» **EXERCISE INSTRUCTIONS**: Your answer should consist of each line below that contains the string "configuration".

» **SOURCE INFORMATION**:
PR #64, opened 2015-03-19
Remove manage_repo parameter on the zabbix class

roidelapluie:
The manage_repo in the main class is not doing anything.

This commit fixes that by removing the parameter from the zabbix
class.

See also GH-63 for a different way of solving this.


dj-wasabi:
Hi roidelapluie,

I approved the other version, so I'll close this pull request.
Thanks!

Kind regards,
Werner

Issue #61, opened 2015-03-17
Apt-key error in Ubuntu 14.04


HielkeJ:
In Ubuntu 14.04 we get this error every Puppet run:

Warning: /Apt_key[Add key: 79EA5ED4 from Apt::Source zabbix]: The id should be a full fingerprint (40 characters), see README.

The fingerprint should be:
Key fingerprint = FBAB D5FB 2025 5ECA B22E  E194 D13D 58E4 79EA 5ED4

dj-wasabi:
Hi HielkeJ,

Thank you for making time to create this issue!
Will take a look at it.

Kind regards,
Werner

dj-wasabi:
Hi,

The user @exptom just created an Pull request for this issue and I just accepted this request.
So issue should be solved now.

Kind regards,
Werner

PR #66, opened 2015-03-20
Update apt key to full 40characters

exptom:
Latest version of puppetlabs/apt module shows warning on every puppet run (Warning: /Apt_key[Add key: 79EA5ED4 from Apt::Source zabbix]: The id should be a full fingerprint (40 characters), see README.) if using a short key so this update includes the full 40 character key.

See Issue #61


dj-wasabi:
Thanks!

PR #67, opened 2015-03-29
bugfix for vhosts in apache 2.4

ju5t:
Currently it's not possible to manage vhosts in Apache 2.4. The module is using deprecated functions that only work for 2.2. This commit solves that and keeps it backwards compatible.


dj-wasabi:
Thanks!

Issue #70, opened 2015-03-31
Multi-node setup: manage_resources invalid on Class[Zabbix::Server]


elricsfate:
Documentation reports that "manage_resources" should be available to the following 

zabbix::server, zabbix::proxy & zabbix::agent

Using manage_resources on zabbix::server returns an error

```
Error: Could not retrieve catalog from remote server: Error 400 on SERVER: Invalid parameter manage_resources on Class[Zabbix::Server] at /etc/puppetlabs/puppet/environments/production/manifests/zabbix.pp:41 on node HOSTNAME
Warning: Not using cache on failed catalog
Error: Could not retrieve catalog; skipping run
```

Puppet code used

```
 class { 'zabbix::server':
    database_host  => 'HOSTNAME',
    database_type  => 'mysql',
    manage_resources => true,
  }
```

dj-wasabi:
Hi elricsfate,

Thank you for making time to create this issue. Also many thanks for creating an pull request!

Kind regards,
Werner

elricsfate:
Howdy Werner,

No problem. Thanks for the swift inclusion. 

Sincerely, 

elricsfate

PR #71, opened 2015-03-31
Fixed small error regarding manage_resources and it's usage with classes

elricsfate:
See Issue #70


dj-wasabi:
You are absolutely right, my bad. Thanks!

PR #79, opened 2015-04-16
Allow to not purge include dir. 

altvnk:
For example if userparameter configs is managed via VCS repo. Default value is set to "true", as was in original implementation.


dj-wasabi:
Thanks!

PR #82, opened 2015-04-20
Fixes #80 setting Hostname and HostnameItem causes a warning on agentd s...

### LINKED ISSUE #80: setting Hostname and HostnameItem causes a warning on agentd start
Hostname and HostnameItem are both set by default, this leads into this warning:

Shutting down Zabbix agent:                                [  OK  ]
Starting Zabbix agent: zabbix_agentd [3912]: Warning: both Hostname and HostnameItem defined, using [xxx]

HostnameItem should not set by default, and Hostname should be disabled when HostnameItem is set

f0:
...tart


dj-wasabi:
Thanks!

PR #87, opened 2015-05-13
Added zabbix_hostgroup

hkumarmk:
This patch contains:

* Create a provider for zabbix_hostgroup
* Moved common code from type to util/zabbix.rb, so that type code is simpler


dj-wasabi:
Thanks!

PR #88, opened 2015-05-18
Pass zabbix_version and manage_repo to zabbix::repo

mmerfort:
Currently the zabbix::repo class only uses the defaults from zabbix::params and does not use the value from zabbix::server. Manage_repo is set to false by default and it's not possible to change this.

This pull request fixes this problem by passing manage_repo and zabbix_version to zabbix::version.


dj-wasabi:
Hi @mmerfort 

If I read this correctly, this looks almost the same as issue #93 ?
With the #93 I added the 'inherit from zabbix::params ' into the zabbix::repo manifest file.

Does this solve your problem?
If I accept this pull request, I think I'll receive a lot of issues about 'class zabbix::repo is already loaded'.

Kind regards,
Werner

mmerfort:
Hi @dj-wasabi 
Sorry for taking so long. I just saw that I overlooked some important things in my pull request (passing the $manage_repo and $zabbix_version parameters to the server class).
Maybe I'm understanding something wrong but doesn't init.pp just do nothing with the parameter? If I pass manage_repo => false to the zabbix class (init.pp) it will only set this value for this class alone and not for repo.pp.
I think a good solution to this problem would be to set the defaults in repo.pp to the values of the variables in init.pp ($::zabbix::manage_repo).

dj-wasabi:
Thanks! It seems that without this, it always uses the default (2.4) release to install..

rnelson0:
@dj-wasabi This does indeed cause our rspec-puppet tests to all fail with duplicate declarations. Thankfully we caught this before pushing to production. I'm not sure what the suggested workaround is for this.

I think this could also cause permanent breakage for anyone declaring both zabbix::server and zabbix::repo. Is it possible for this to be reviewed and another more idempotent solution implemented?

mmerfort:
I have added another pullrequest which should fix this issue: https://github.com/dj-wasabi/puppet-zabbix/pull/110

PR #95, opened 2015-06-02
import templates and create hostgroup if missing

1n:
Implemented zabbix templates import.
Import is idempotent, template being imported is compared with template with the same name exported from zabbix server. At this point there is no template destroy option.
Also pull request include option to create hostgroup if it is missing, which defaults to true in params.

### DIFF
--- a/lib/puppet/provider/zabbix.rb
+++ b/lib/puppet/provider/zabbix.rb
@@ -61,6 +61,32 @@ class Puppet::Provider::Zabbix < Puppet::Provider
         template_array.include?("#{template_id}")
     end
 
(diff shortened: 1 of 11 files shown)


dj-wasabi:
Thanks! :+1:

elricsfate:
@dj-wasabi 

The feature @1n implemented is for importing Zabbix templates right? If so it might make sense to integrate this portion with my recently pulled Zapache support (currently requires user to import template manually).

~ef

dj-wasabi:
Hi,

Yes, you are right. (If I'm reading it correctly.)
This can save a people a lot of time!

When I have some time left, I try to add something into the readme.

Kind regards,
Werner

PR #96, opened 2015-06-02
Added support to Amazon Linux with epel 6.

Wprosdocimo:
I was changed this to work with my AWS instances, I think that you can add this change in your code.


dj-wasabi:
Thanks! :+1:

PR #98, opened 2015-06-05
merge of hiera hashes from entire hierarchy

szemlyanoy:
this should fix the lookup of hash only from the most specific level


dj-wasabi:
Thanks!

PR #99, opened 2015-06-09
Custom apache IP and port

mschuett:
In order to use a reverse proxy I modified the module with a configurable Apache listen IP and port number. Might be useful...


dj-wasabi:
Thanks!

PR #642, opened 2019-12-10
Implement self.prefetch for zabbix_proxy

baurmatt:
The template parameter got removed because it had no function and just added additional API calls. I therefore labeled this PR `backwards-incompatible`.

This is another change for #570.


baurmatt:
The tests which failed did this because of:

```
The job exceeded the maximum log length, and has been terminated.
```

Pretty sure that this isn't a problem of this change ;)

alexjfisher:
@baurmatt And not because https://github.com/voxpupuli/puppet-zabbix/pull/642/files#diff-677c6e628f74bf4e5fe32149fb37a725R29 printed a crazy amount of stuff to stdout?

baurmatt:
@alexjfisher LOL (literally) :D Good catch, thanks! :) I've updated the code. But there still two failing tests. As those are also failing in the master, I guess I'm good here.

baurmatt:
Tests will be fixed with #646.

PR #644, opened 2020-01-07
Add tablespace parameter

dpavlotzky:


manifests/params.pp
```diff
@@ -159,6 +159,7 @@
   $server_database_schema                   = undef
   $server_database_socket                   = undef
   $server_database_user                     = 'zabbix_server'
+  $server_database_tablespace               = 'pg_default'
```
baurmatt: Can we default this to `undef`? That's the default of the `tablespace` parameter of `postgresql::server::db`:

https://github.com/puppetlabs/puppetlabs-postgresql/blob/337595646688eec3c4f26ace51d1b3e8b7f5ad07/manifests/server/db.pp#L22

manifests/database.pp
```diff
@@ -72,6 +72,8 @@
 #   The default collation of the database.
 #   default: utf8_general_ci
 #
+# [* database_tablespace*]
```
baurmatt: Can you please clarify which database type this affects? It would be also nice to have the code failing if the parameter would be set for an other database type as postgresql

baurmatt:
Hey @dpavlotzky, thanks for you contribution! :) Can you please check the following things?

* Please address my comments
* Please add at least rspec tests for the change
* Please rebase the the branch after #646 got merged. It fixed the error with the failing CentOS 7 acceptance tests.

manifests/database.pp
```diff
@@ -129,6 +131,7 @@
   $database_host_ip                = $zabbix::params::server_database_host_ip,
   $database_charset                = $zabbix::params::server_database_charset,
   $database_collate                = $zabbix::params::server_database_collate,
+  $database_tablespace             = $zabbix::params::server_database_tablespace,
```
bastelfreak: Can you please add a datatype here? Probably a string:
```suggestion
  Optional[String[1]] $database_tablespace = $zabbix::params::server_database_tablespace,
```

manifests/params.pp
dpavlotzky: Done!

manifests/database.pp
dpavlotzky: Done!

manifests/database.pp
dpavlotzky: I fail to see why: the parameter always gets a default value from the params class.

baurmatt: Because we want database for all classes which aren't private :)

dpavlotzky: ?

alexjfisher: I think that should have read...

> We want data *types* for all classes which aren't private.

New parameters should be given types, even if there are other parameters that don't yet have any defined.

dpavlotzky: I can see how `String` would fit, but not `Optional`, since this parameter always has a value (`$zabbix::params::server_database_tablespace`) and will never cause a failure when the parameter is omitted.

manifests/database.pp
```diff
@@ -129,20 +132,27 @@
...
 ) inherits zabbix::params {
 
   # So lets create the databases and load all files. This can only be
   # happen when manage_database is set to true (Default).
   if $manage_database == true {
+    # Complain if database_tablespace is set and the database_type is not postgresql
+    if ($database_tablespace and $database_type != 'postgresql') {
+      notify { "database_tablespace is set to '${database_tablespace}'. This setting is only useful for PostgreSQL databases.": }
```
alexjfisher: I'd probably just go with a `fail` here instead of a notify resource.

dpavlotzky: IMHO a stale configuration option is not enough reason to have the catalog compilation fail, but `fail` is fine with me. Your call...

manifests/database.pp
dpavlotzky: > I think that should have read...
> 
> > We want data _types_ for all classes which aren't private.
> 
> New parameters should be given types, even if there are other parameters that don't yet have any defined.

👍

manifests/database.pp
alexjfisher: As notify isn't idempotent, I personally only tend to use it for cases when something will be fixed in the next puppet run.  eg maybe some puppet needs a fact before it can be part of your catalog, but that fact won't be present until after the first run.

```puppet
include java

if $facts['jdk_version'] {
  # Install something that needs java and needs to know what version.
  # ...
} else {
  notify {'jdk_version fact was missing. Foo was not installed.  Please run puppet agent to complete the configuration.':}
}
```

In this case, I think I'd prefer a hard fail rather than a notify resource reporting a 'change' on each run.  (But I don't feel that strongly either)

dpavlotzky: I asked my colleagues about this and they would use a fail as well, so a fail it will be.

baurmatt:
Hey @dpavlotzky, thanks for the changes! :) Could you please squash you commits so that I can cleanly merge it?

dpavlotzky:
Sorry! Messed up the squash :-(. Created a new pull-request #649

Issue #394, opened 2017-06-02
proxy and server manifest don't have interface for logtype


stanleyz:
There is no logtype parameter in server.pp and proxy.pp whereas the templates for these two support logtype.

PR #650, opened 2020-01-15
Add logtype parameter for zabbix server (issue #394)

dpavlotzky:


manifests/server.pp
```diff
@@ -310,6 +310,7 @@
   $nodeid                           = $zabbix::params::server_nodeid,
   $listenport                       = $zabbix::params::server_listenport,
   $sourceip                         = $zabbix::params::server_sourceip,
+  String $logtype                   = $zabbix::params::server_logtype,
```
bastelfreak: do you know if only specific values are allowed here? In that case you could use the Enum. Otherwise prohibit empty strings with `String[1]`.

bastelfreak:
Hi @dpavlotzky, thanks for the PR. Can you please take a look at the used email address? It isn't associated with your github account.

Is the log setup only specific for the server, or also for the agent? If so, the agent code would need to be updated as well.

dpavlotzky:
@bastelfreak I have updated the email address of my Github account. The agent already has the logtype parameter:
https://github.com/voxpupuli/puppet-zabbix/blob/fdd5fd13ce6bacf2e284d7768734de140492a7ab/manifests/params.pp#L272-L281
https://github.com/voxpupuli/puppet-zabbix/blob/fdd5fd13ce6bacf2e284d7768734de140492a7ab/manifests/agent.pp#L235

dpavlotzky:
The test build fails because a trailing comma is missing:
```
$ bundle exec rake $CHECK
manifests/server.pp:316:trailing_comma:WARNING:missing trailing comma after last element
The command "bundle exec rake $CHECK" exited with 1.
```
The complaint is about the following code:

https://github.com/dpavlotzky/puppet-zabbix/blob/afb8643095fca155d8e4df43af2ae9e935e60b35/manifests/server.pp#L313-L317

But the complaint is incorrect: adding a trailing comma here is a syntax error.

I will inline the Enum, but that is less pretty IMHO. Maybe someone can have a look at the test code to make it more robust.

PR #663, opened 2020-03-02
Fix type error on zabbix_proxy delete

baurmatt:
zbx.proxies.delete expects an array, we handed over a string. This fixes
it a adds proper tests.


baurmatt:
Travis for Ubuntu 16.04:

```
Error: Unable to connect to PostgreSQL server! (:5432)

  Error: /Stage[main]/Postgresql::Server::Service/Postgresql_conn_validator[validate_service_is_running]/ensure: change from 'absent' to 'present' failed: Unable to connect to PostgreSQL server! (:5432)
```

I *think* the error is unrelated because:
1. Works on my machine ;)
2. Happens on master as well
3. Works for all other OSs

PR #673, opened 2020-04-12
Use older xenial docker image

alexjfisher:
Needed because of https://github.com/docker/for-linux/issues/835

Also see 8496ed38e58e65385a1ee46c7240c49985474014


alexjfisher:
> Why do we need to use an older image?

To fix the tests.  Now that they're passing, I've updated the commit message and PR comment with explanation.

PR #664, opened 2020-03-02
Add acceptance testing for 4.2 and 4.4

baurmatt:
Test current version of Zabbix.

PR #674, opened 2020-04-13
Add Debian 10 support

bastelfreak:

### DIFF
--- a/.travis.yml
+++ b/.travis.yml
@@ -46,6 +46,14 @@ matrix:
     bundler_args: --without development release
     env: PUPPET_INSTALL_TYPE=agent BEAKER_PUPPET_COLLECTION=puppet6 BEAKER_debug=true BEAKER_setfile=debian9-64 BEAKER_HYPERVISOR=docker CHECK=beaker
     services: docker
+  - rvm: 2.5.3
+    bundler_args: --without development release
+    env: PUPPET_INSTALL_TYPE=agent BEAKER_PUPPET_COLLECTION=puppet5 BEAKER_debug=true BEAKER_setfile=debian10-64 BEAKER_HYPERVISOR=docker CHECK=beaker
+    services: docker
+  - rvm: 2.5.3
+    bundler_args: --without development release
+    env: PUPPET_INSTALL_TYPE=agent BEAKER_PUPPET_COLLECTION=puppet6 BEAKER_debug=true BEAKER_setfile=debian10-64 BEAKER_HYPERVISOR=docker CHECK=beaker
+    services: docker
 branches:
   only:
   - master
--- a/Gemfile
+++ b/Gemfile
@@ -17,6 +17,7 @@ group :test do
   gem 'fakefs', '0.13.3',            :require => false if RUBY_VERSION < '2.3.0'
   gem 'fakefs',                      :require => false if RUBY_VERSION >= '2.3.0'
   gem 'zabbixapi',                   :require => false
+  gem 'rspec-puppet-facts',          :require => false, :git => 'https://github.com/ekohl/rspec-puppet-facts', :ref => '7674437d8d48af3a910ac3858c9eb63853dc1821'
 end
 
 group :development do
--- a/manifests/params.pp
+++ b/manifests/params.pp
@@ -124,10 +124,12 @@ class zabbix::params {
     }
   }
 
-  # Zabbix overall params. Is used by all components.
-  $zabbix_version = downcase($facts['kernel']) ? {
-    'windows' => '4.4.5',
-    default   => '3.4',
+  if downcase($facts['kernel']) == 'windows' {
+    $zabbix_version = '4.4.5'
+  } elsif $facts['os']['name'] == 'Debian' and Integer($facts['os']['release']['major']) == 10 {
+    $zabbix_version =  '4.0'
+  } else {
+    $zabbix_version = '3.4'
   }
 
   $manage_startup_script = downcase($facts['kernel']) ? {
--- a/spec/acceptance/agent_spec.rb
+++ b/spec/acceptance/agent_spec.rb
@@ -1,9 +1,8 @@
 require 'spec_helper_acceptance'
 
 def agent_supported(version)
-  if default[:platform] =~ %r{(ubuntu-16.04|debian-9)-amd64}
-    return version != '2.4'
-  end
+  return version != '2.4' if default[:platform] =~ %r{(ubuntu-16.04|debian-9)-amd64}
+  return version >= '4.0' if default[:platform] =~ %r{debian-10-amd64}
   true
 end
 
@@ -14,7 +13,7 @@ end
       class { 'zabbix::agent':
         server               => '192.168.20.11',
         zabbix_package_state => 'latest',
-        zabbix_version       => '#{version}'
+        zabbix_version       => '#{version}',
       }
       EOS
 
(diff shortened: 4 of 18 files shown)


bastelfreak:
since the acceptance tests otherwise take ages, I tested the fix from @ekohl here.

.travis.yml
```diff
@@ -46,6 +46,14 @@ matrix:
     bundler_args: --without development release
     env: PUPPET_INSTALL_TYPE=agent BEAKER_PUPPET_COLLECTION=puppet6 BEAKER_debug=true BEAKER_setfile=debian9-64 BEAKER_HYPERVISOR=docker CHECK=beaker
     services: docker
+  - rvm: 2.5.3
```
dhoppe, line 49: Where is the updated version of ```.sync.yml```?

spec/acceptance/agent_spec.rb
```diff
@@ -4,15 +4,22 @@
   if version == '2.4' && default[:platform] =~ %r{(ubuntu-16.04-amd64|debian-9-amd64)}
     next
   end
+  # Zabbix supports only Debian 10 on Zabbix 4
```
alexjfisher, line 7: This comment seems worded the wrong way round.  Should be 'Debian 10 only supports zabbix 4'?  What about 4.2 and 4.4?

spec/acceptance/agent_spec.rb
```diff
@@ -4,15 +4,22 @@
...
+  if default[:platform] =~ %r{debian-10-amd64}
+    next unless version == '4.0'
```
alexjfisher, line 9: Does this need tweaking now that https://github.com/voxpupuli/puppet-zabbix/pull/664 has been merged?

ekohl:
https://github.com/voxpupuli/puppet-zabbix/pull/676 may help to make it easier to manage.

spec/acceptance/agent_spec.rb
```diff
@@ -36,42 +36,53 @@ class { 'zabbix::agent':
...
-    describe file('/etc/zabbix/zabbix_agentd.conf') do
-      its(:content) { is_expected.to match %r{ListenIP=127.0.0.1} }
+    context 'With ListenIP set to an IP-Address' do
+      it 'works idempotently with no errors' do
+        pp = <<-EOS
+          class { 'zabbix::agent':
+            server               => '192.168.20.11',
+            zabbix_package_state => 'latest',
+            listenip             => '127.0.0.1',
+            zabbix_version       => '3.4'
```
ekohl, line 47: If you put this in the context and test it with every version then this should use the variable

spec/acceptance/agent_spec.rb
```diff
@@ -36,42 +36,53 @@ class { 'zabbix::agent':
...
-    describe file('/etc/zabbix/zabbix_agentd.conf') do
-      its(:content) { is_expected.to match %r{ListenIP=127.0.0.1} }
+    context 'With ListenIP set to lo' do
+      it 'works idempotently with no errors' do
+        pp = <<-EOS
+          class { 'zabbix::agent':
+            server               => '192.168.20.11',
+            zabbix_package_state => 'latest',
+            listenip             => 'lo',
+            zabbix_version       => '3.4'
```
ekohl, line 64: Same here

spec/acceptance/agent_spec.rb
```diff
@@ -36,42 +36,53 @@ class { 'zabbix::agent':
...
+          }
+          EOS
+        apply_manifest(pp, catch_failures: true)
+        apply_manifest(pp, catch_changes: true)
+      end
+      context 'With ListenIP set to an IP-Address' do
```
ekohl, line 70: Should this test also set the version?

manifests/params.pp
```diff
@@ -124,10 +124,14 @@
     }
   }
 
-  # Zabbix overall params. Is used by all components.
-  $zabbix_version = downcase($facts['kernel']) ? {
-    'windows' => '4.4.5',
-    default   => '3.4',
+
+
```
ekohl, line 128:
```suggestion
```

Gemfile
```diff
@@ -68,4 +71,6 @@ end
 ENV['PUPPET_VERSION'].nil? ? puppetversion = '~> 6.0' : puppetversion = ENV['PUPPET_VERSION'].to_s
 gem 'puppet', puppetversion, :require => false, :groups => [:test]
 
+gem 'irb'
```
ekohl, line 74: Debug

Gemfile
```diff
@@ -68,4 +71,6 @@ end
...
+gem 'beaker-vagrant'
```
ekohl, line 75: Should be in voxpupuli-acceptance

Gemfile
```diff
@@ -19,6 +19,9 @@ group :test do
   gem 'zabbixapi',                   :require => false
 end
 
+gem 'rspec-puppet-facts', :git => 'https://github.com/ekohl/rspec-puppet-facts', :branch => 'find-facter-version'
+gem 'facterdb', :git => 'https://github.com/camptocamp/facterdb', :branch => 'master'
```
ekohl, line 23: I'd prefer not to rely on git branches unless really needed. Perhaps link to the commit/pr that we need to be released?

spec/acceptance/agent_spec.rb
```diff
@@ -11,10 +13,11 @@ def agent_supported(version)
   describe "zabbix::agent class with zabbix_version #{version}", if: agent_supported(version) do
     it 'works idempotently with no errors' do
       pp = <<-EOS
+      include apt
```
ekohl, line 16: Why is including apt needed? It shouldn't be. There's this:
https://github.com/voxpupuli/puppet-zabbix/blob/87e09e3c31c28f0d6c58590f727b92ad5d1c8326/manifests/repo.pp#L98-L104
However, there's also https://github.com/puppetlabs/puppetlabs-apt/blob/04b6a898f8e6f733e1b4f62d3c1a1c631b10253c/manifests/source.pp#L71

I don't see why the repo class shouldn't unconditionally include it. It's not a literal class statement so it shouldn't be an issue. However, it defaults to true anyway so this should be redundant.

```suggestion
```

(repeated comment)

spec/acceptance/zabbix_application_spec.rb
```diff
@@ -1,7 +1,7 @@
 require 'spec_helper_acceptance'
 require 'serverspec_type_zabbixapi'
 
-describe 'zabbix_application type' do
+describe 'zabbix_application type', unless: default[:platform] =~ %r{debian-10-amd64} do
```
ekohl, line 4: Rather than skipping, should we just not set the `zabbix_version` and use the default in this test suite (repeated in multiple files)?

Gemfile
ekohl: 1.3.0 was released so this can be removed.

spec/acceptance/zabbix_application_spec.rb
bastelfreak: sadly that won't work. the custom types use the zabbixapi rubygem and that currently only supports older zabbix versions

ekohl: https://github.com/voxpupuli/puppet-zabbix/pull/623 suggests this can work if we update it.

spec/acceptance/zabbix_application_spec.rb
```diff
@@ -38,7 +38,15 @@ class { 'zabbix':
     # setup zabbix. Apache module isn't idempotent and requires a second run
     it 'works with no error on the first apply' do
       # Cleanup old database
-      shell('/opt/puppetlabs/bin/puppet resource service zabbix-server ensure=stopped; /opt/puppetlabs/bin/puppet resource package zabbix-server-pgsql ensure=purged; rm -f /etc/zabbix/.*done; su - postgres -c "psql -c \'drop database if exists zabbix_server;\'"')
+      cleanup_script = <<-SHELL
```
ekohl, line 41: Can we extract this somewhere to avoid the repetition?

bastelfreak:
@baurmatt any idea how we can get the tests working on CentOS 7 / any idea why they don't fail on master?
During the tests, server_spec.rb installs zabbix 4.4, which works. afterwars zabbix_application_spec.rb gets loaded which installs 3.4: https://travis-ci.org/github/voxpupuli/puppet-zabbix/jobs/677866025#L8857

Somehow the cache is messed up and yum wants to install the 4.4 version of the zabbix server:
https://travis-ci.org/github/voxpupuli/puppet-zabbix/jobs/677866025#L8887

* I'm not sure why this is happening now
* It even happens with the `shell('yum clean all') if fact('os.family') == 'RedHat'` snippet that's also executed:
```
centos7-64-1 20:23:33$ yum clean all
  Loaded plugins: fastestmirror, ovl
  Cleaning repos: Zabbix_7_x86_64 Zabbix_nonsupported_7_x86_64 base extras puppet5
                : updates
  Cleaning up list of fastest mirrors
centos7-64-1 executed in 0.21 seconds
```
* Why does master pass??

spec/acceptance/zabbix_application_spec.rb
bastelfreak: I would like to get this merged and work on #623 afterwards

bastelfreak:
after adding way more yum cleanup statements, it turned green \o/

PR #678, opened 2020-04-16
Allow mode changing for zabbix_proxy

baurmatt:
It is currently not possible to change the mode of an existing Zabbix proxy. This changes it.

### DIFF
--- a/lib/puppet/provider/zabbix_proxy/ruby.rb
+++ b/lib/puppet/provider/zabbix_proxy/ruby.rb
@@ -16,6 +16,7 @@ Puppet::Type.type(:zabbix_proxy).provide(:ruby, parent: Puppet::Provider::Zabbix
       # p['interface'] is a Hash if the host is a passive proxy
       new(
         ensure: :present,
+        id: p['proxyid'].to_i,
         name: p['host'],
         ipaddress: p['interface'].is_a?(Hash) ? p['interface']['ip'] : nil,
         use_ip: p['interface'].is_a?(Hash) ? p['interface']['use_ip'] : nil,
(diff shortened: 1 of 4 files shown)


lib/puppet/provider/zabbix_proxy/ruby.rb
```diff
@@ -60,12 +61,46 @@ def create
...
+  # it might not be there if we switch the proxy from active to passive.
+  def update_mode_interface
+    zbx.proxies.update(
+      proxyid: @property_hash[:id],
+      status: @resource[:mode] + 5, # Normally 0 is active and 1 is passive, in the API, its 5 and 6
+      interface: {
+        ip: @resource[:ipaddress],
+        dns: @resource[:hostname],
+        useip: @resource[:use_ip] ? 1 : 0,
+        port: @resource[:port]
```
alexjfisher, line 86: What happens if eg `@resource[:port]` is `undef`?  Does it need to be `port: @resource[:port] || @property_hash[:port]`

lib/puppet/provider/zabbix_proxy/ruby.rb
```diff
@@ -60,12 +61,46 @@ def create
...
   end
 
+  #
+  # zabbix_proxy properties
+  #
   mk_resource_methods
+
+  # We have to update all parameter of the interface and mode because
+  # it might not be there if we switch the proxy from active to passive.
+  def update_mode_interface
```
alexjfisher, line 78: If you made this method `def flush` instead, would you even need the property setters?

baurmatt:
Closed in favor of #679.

» **RESPONSE TO THE EXERCISE**:
dpavlotzky: IMHO a stale configuration option is not enough reason to have the catalog compilation fail, but `fail` is fine with me. Your call...
  notify {'jdk_version fact was missing. Foo was not installed.  Please run puppet agent to complete the configuration.':}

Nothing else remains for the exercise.